Brief: Copy, from the entries below, each line where the word "getTaskFormByTypeAsUser" can be found.

Dataset excerpts
PR #1954, opened 2019-12-04
[JBPM-8931] Form Retrieval not honouring bypass auth user setting

fsou:
When using bypass auth user, FormService now can use the "user" query parameter to check permissions to see task instead of using the authenticated user.

### DIFF
--- a/kie-server-parent/kie-server-remote/kie-server-client/src/main/java/org/kie/server/client/UIServicesClient.java
+++ b/kie-server-parent/kie-server-remote/kie-server-client/src/main/java/org/kie/server/client/UIServicesClient.java
@@ -124,6 +124,41 @@ public interface UIServicesClient {
     String getTaskFormByType(String containerId, Long taskId, String formType);
 
     /**
+     * Returns task form for given task id that belongs to given container as specified user. It returns default form type
+     * which is (FORM - build with form modeler). If there is a need to select the type use #getProcessFormForUserByType
+     * Introduced to allow client to take advantage of bypass auth user connecting to server.
+     * @param userId userId making the request to bypass auth user
+     * @param containerId container identifier where task resides
+     * @param taskId unique task id
+     * @param language language that form should be filtered for
+     * @return  string representation (json or xml depending on client marshaling selection) of the task form
+     */
+    String getTaskFormAsUser(String userId, String containerId, Long taskId, String language);
+
+    /**
+     * Returns task form for given task id that belongs to given container as specified user.
+     * Introduced to allow client to take advantage of bypass auth user connecting to server.
+     * @param userId userId making the request to bypass auth user
+     * @param containerId container identifier where task resides
+     * @param taskId unique task id
+     * @param language language that form should be filtered for
+     * @param formType type of form to be returned (FORM - default (form modeler), FRM - v7 forms, FTL - freemarker template)
+     * @return  string representation (json or xml depending on client marshaling selection) of the task form
+     */
+    String getTaskFormByTypeAsUser(String userId, String containerId, Long taskId, String language, String formType);
+
+    /**
+     * Returns task form for given task id that belongs to given container as specified user as raw content - without filtering values by language.
+     * It returns default form type which is (FORM - build with form modeler). If there is a need to select the type use #getProcessFormByType
+     * Introduced to allow client to take advantage of bypass auth user connecting to server.
+     * @param userId userId making the request to bypass auth user
+     * @param containerId container identifier where task resides
+     * @param taskId unique task id
+     * @return  string representation of the task form without any marshalling
+     */
+    String getTaskRawFormAsUser(String userId, String containerId, Long taskId);
+
+    /**
      * Returns process image (svg) of the given process id that belongs to given container
      * @param containerId container identifier where process resides
      * @param processId  unique process id
--- a/kie-server-parent/kie-server-remote/kie-server-client/src/main/java/org/kie/server/client/UIServicesClient.java
+++ b/kie-server-parent/kie-server-remote/kie-server-client/src/main/java/org/kie/server/client/UIServicesClient.java
@@ -127,36 +127,36 @@ public interface UIServicesClient {
      * Returns task form for given task id that belongs to given container as specified user. It returns default form type
      * which is (FORM - build with form modeler). If there is a need to select the type use #getProcessFormForUserByType
      * Introduced to allow client to take advantage of bypass auth user connecting to server.
-     * @param userId userId making the request to bypass auth user
      * @param containerId container identifier where task resides
      * @param taskId unique task id
      * @param language language that form should be filtered for
+     * @param userId userId making the request to bypass auth user
      * @return  string representation (json or xml depending on client marshaling selection) of the task form
      */
-    String getTaskFormAsUser(String userId, String containerId, Long taskId, String language);
+    String getTaskFormAsUser(String containerId, Long taskId, String language, String userId);
 
     /**
      * Returns task form for given task id that belongs to given container as specified user.
      * Introduced to allow client to take advantage of bypass auth user connecting to server.
-     * @param userId userId making the request to bypass auth user
      * @param containerId container identifier where task resides
      * @param taskId unique task id
      * @param language language that form should be filtered for
      * @param formType type of form to be returned (FORM - default (form modeler), FRM - v7 forms, FTL - freemarker template)
+     * @param userId userId making the request to bypass auth user
      * @return  string representation (json or xml depending on client marshaling selection) of the task form
      */
-    String getTaskFormByTypeAsUser(String userId, String containerId, Long taskId, String language, String formType);
+    String getTaskFormByTypeAsUser(String containerId, Long taskId, String language, String formType, String userId);
 
     /**
      * Returns task form for given task id that belongs to given container as specified user as raw content - without filtering values by language.
      * It returns default form type which is (FORM - build with form modeler). If there is a need to select the type use #getProcessFormByType
      * Introduced to allow client to take advantage of bypass auth user connecting to server.
-     * @param userId userId making the request to bypass auth user
      * @param containerId container identifier where task resides
      * @param taskId unique task id
+     * @param userId userId making the request to bypass auth user
      * @return  string representation of the task form without any marshalling
      */
-    String getTaskRawFormAsUser(String userId, String containerId, Long taskId);
+    String getTaskRawFormAsUser(String containerId, Long taskId, String userId);
 
     /**
      * Returns process image (svg) of the given process id that belongs to given container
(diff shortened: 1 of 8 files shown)


mswiderski:
ok to test

fsou:
I'll try to do that.

sutaakar:
Please add the user parameter also to Kie server client for JMS - https://github.com/kiegroup/droolsjbpm-integration/blob/master/kie-server-parent/kie-server-remote/kie-server-client/src/main/java/org/kie/server/client/impl/UIServicesClientImpl.java#L137

That should fix the failing tests.

fsou:
Thank you @sutaakar .

Will do that right now.

I am still struggling to make the new tests, I am taking this as starting point
https://github.com/kiegroup/droolsjbpm-integration/blob/master/kie-server-parent/kie-server-tests/kie-server-integ-tests-all/src/test/java/org/kie/server/integrationtests/jbpm/rest/FormServiceRestOnlyIntegrationTest.java

Please let me know if I am in the wrong path.

FS

sutaakar:
Reusing these integration tests for checking auth bypass could be difficult.
The problem is that bypass needs to configure system property for Kie server, as currently it is not set in integration tests.

Seems like the only option to test it would be by unit test for FormServiceBase

fsou:
@sutaakar  thank you for your input.

I am making the change you've recommended previously.
It's making me change the whole UIServicesClient interface to add the new parameter userId.
I am taking a look at UserTaskServicesClient to replicate the behaviour.

Again, I would appreciate your oppinion if I am on the right track.
Thank you,
FS

sutaakar:
It would be better to create a new method in client  with this userId rather than modifying old one. This way there will be no backward incompatible change.

fsou:
Ok, I'll add three new methods that will add the extra parameter:
* getTaskForm
* getTaskFormByType
* getTaskRawForm

I'll work on this and add unit testing.

Thank you again.

fsou:
Added tests to FormServiceBase and added changes suggested by @sutaakar

fsou:
Well, how to you use to handle this kind of error, when the ammount of parameters gets greater than 7?
I don't have access to the build details to see what else is going on with testing.
I am finishing tests for UIServicesClient changes.

sutaakar:
About amount of parameters - it is a general rule in SonarCloud, in this case there is no other way. You can ignore that SonarCloud failure for now.

sutaakar:
About those test failures, they are caused by current differences between number of arguments in Kie server JMS client and getFormDisplayTask method in FormServiceBase.
As you can see from https://github.com/kiegroup/droolsjbpm-integration/blob/master/kie-server-parent/kie-server-remote/kie-server-client/src/main/java/org/kie/server/client/impl/UIServicesClientImpl.java#L137 the Kie server JMS client references getFormDisplayTask method in FormServiceBase. It is followed by list of arguments supplied to that method. Since you added userId parameter in that method then you also need to adjust the JMS client and add there the parameter too.

You can check that your implementation works by running `mvn clean install -Pwildfly -Dit.test=FormServiceIntegrationTest` from kie-server-integ-tests-all Maven module (don't forget to build the kie-server first as the test use built Kie server war file).

kie-server-parent/kie-server-services/kie-server-services-jbpm-ui/src/test/java/org/kie/server/services/jbpm/ui/FormServiceBaseTest.java
```diff
@@ -0,0 +1,140 @@
+package org.kie.server.services.jbpm.ui;
+
+/*
```
sutaakar: Please move the licence header declaration before package definition.

fsou: Done!

fsou:
Added tests, fixed the JMS Command construction to pass the userId.

kie-server-parent/kie-server-remote/kie-server-client/src/test/java/org/kie/server/client/UIServicesClientTest.java
```diff
@@ -0,0 +1,126 @@
...
+public class UIServicesClientTest extends BaseKieServicesClientTest {
+
+    private final String dummyFormContent = "form content";
+
+    private UIServicesClient uiClient;
+
+    @Before
+    public void createClient() {
+
+        config.setCapabilities(List.of(KieServerConstants.CAPABILITY_BPM_UI));
```
sutaakar: Our code needs to be compatible with Java 8. List.of() was brought in Java 9. Can you please refactor the code to be Java 8 compatible?

fsou: Of course! I wasn't aware of the Java 8 compatibility, sorry.
Will to that right away.

fsou: Converted to Arrays.asList on last commit.

kie-server-parent/kie-server-remote/kie-server-client/src/main/java/org/kie/server/client/UIServicesClient.java
```diff
@@ -123,6 +123,41 @@
...
+     * Returns task form for given task id that belongs to given container as specified user. It returns default form type
+     * which is (FORM - build with form modeler). If there is a need to select the type use #getProcessFormForUserByType
+     * Introduced to allow client to take advantage of bypass auth user connecting to server.
+     * @param userId userId making the request to bypass auth user
+     * @param containerId container identifier where task resides
+     * @param taskId unique task id
+     * @param language language that form should be filtered for
+     * @return  string representation (json or xml depending on client marshaling selection) of the task form
+     */
+    String getTaskFormAsUser(String userId, String containerId, Long taskId, String language);
```
sutaakar: Can you please move the userId parameter, to make him for example last one (similar as is done for example in UserTaskServicesClient)? Our convention here is to keep containerId as first parameter.

fsou: Ok, I'll do that change right away.
Could you take a look at test results to see what's breaking them?

kie-server-parent/kie-server-remote/kie-server-client/src/main/java/org/kie/server/client/impl/UIServicesClientImpl.java
```diff
@@ -107,18 +107,34 @@ public String getTaskForm(String containerId, Long taskId, String language) {
...
+
+    private String getTaskFormByTypeAsUser(String userId, String containerId, Long taskId, String language, String formType, boolean marshallContent ) {
         if( config.isRest() ) {
-            Map<String, Object> valuesMap = new HashMap<String, Object>();
+            Map<String, Object> valuesMap = new HashMap<>();
             valuesMap.put(RestURI.CONTAINER_ID, containerId);
             valuesMap.put(RestURI.TASK_INSTANCE_ID, taskId);
 
-            StringBuffer params = new StringBuffer();
+            String userQuery = userId.equals("") ? "" : getUserQueryStr(userId);
```
sutaakar: This code can throw NPE when null userId is supplied. 
It would be good to replace userId default value in this class from "" to null, here you can check null value using StringUtils.isEmpty .

fsou: Will do that too.

kie-server-parent/kie-server-remote/kie-server-client/src/main/java/org/kie/server/client/UIServicesClient.java
sutaakar: there is just one test failure, seems to be an unstable test. Lets see what will be the result once you implement the changes and job will retrigger.

kie-server-parent/kie-server-remote/kie-server-client/src/main/java/org/kie/server/client/impl/UIServicesClientImpl.java
```diff
@@ -130,12 +146,14 @@ private String getTaskFormByType( String containerId, Long taskId, String langua
...
-                    build(loadBalancer.getUrl(), FORM_URI + "/" + TASK_FORM_GET_URI, valuesMap) + "?" + params.toString());
+                    build(loadBalancer.getUrl(), FORM_URI + "/" + TASK_FORM_GET_URI, valuesMap) + params.toString());
 
         } else {
-            CommandScript script = new CommandScript( Collections.singletonList(
-                    (KieServerCommand) new DescriptorCommand( "FormService", "getFormDisplayTask", new Object[]{containerId, taskId, StringUtils.defaultString( language ), !StringUtils.isEmpty( language ), formType } )) );
-            ServiceResponse<String> response = (ServiceResponse<String>) executeJmsCommand( script, DescriptorCommand.class.getName(), "BPM-UI", containerId ).getResponses().get(0);
+            CommandScript script = new CommandScript(Collections.singletonList(
+                    (KieServerCommand) new DescriptorCommand("FormService", "getFormDisplayTask",
+                            containerId, taskId, userId, StringUtils.defaultString(language), !StringUtils.isEmpty(language), formType)));
```
fsou: @sutaakar  Sonar analysis advised to remove Object[]. I was making local testing but it went with this commit. Please advise if you see any problem with this change or if I should get back the Object[].

sutaakar: Well, I would say you can keep there the Object[] to make implementation consistent with other methods and ignore this SonarCloud warning.

fsou: Ok, will revert that change.

sutaakar:
Hmm, build failed due to some issue with Jenkins, will retrigger it

sutaakar:
Jenkins retest this

sutaakar:
The test failures are related to the fact that marshalling cannot correctly process null values as parameters. For REST it is handled by checking if the userId is empty, however for JMS it isn't. Can you please adjust implementation making sure that if null userId is passed then empty String is used for JMS?

Sorry for this, I didn't realize this issue before.

fsou:
Hi @sutaakar .
I'll make that change, no problem at all.
I am trying to increase code coverage also.

fsou:
@sutaakar 
Can you review the last changes, please?
Now all checks have passed.

sutaakar:
Looks good to me, thanks.
@mswiderski Can you please take a look?

sutaakar:
The verification job seems stuck, retriggering.

sutaakar:
Jenkins retest this

fsou:
> The verification job seems stuck, retriggering.

It seems something is wrong gathering data from jenkis to here, as almost all open PR are with the yellow dot and this changes we're already tested along with the SonarCloud analysis.

Let's see how it goes this time...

Response for this exercise:
+    String getTaskFormByTypeAsUser(String userId, String containerId, Long taskId, String language, String formType);
-    String getTaskFormByTypeAsUser(String userId, String containerId, Long taskId, String language, String formType);
+    String getTaskFormByTypeAsUser(String containerId, Long taskId, String language, String formType, String userId);
+    private String getTaskFormByTypeAsUser(String userId, String containerId, Long taskId, String language, String formType, boolean marshallContent ) {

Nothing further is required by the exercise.